— Records from a collection —
────────────────────────────────────────

PR #608, opened 2026-07-13
fix: sweep deadlock

### LINKED ISSUE #300: Load Sweep Timeout issue

henrichter:
#### Problem

Running `type: shareGPT` with a sweep hangs at the transition from the preprocessing stage (stage -1, saturation search) into stage 0. After stage -1 times out against a saturated backend and drains its queue, nothing gets sent in stage 0. The process just hangs forever.

I suspect workers are pulling items off the request queue without marking them as done, so the queue's `join()` waits forever on a `task_done()` that never comes.

#### Proposed FIx

Reorder the stage cleanup so workers are synchronized at the barrier before the queue is drained/joined. I'm not 100% sure this is the cleanest/most correct fix, but it reliably resolves the hang in my testing.

#### Reproduce

Run a shareGPT sweep and exaggerate the `num_requests` so the backend can't keep up. Stage -1 saturates, and on main the run hangs before stage 0 sends anything.

---

Should fix: #300

### DIFF
--- a/inference_perf/loadgen/load_generator.py
+++ b/inference_perf/loadgen/load_generator.py
@@ -164,6 +164,7 @@ class Worker(mp.Process):
                     get = partial(self.request_queue.get, timeout=timeout)
                     item = await event_loop.run_in_executor(None, get)
                     if item is None:
+                        self.request_queue.task_done()
                         semaphore.release()
                         continue
                 except TimeoutError:
@@ -397,6 +398,7 @@ class LoadGenerator:
         request_phase: SyncEvent,
         cancel_signal: Optional[SyncEvent] = None,
         progress_ctx: Optional[Progress] = None,
+        stage_barrier: Optional[SyncBarrier] = None,
     ) -> None:
         """Run a session-based trace replay stage.
 
@@ -693,21 +695,19 @@ class LoadGenerator:
         if stage_status == StageStatus.RUNNING:
             stage_status = StageStatus.COMPLETED
 
-        # Cancel in-flight tasks and drain stranded queue items.
-        # In the happy path this is a no-op (all items already processed).
-        # In the failure path, process_failure sends a completion notification
-        # immediately — before the worker picks up all items from the queue.
-        # Without this, request_queue.join() hangs on items that never got task_done().
+        # Cancel in-flight tasks so process_failure completions don't strand queued
+        # items with no task_done(), which would hang request_queue.join().
         if cancel_signal is not None:
             cancel_signal.set()
-            await sleep(1)
-            while active_requests_counter.value > 0:
-                await sleep(1)
+
+        # Stop workers consuming, then rendezvous so every worker has run task_done()
+        # on all items it pulled before we drain/join (avoids orphaned untasked items).
+        request_phase.clear()
+        if stage_barrier:
+            stage_barrier.wait()
+        if cancel_signal is not None:
             request_queue.drain()
             cancel_signal.clear()
-
-        # Clear the request_phase event to force worker gather
-        request_phase.clear()
         request_queue.join()
 
         # End stage-level span if trace_per_stage is enabled
@@ -742,6 +742,7 @@ class LoadGenerator:
         timeout: Optional[float] = None,
         concurrency_level: Optional[int] = None,
         progress_ctx: Optional[Progress] = None,
+        stage_barrier: Optional[SyncBarrier] = None,
     ) -> None:
         logger.info("Stage %d - run started", stage_id)
 
@@ -818,19 +819,19 @@ class LoadGenerator:
 
         # Trigger cleanup if timed out or received SIGINT
         if (timed_out or self.interrupt_sig) and cancel_signal:
-            # Cancel signal must be set before request_phase
-            # Allow time for workers to process the signal
             cancel_signal.set()
-            await sleep(1)
-            while active_requests_counter.value > 0:
-                await sleep(1)
-            request_queue.drain()
-            cancel_signal.clear()
             stage_status = StageStatus.FAILED
         else:
             stage_status = StageStatus.COMPLETED
-        # Clear the request_phase event to force worker gather
+
+        # Stop workers consuming, then rendezvous so every worker has run task_done()
+        # on all items it pulled before we drain/join (avoids orphaned untasked items).
         request_phase.clear()
+        if stage_barrier:
+            stage_barrier.wait()
+        if stage_status == StageStatus.FAILED and cancel_signal:
+            request_queue.drain()
+            cancel_signal.clear()
         request_queue.join()
 
         self.stage_runtime_info[stage_id] = StageRuntimeInfo(
@@ -851,6 +852,7 @@ class LoadGenerator:
         finished_requests_counter: "Synchronized[int]",
         request_phase: SyncEvent,
         cancel_signal: SyncEvent,
+        stage_barrier: Optional[SyncBarrier] = None,
     ) -> None:
         """
         Runs a preliminary load test to automatically determine the server's saturation point
@@ -889,6 +891,7 @@ class LoadGenerator:
             request_phase,
             timeout=timeout,
             cancel_signal=cancel_signal,
+            stage_barrier=stage_barrier,
         )
 
         aggregator_task.cancel()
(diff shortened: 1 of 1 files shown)


inference_perf/loadgen/load_generator.py
```diff
@@ -164,6 +164,7 @@ async def loop(self) -> None:
                     get = partial(self.request_queue.get, timeout=timeout)
                     item = await event_loop.run_in_executor(None, get)
                     if item is None:
+                        self.request_queue.task_done()
```
Bslabe123, line 167: This branch is unreachable, so the line can come out. `RequestQueue.put()` is called from exactly two places, `load_generator.py:562` and `:786`, and both put a `RequestQueueData`; the `queue.put(None)` in `metrics/request_collector/multiprocess.py:67` is the metrics collector's queue, not this one. Leaving it in makes the diff look like it fixed a queue-accounting bug that was never there.

inference_perf/loadgen/load_generator.py
```diff
@@ -742,6 +742,7 @@ async def run_stage(
         timeout: Optional[float] = None,
         concurrency_level: Optional[int] = None,
         progress_ctx: Optional[Progress] = None,
+        stage_barrier: Optional[SyncBarrier] = None,
```
Bslabe123, line 745: Could we make this required (`stage_barrier: SyncBarrier`, no default) here and on `run_session_stage` and `preprocess`? An optional `None` default means the next call site that forgets `stage_barrier=stage_barrier` reintroduces this exact hang with no type error and no assertion; required turns that into a `mypy --strict` failure during `pdm run validate`. The three existing `run_stage` tests (`test_load_generator.py:190`, `test_load_generator_stage_logs.py:76,124`) can pass `mp.Barrier(1)`, which returns immediately with a single party.

inference_perf/loadgen/load_generator.py
```diff
@@ -818,19 +819,19 @@ async def run_stage(
...
             stage_status = StageStatus.FAILED
         else:
             stage_status = StageStatus.COMPLETED
-        # Clear the request_phase event to force worker gather
+
+        # Stop workers consuming, then rendezvous so every worker has run task_done()
+        # on all items it pulled before we drain/join (avoids orphaned untasked items).
         request_phase.clear()
+        if stage_barrier:
+            stage_barrier.wait()
```
Bslabe123, line 831: This wait needs bounding. `:809` detects a dead worker and sets `timed_out = True` to trigger cleanup, but cleanup lands here, where only `num_workers` of the required `num_workers + 1` parties can arrive, so the parent blocks forever in a synchronous `Barrier.wait()` that freezes the event loop and cannot be interrupted by Ctrl-C (`_sigint_handler` only sets a flag nothing is left running to read). A worker dying by exception does the same: `schedule_client` re-raises (`:217`), `gather` propagates it out of `Worker.loop` (`:258`), and `Worker.run` has no try/except (`:290`). `main` hung in these cases too, at the `active_requests_counter` poll, so this is not a regression. Note that `wait(timeout=...)` raises `threading.BrokenBarrierError` and permanently breaks the barrier, so the workers' unguarded wait at `:261` needs a catch as well; same for `run_session_stage:707`.

inference_perf/loadgen/load_generator.py
```diff
@@ -973,7 +976,13 @@ async def mp_run(self, client: ModelServerClient) -> None:
...
             try:
                 await self.preprocess(
-                    client, request_queue, active_requests_counter, finished_requests_counter, request_phase, cancel_signal
+                    client,
+                    request_queue,
+                    active_requests_counter,
+                    finished_requests_counter,
+                    request_phase,
+                    cancel_signal,
+                    stage_barrier=stage_barrier,
```
Bslabe123, line 985: This single argument is the fix. Worth a brief comment above the call so the reason survives into `git blame`: preprocessing runs a full `run_stage` cycle, so main has to join the barrier for stage -1 too, or the workers park there while stage 0 fills a queue nobody reads.

Bslabe123 (commented):
Confirmed the hang, and that this fixes it. The root cause is not the one in the description, which changes what the minimal fix is and what needs a test.

**Root cause: barrier party-count mismatch, not unpaired `task_done()`.** `stage_barrier` has `num_workers + 1` parties (`:945`) and every worker waits on it at every stage boundary including preprocessing (`:260-261`), but on `main` the parent only waits inside the stage loop (`:1074`), never for stage -1. All N workers park there permanently, stage 0 enqueues into a queue nobody is reading, and the parent spins forever in `while finished_requests_counter.value < num_requests` (no timeout is passed on non-preprocess stages). The load-bearing line here is `stage_barrier=stage_barrier` on the `preprocess()` call; the rest is refactoring.

This is therefore neither shareGPT-specific nor a race: any `sweep:` config deadlocks deterministically with any datagen, and #300 reproduces it with `data.type: random`. Please reword the commit before squash, since "fix: shareGPT race condition" is what lands in history; your PR title (`fix: sweep deadlock`) is accurate. `examples/vllm/config-sweep.yml` and `demos/kubecon-na-2025/config.yaml` both use sweep, so this has been broken in our shipped examples.

**Keep the refactor.** When the parent clears the barrier, every worker has already finished `gather(*tasks)`, so each task's `finally` has run and every pulled item is `task_done()`-ed. That is a stronger guarantee than the `active_requests_counter` poll it replaces, and it drops a second or more of dead time per stage. Draining after the barrier also removes the race against still-consuming workers that exists on `main`.

**Before LGTM:** drop the unreachable `task_done()`, bound the barrier wait so worker-death cleanup cannot deadlock on it, and make `stage_barrier` required rather than `Optional[...] = None` (all three inline). Plus a regression test: sweep has no runtime coverage today, only config parsing (`test_load_config.py`, `test_config.py`). It needs no server, just a one-worker sweep with a stub barrier that records `wait()` calls, asserting the parent arrives once per stage including preprocess. Happy to pair on it.

`Should fix: #300` will not auto-close; use `Closes #300`. `tests/required/loadgen/` passes at e1e3bf7 (17 tests).

SachinVarghese (approved):
/lgtm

────────────────────────────────────────

— PROBLEM STATEMENT —
The lines of the data, from the first through the one containing "#### Problem", are to be transcribed exactly.

— THE ANSWER —
PR #608, opened 2026-07-13
fix: sweep deadlock

### LINKED ISSUE #300: Load Sweep Timeout issue

henrichter:
#### Problem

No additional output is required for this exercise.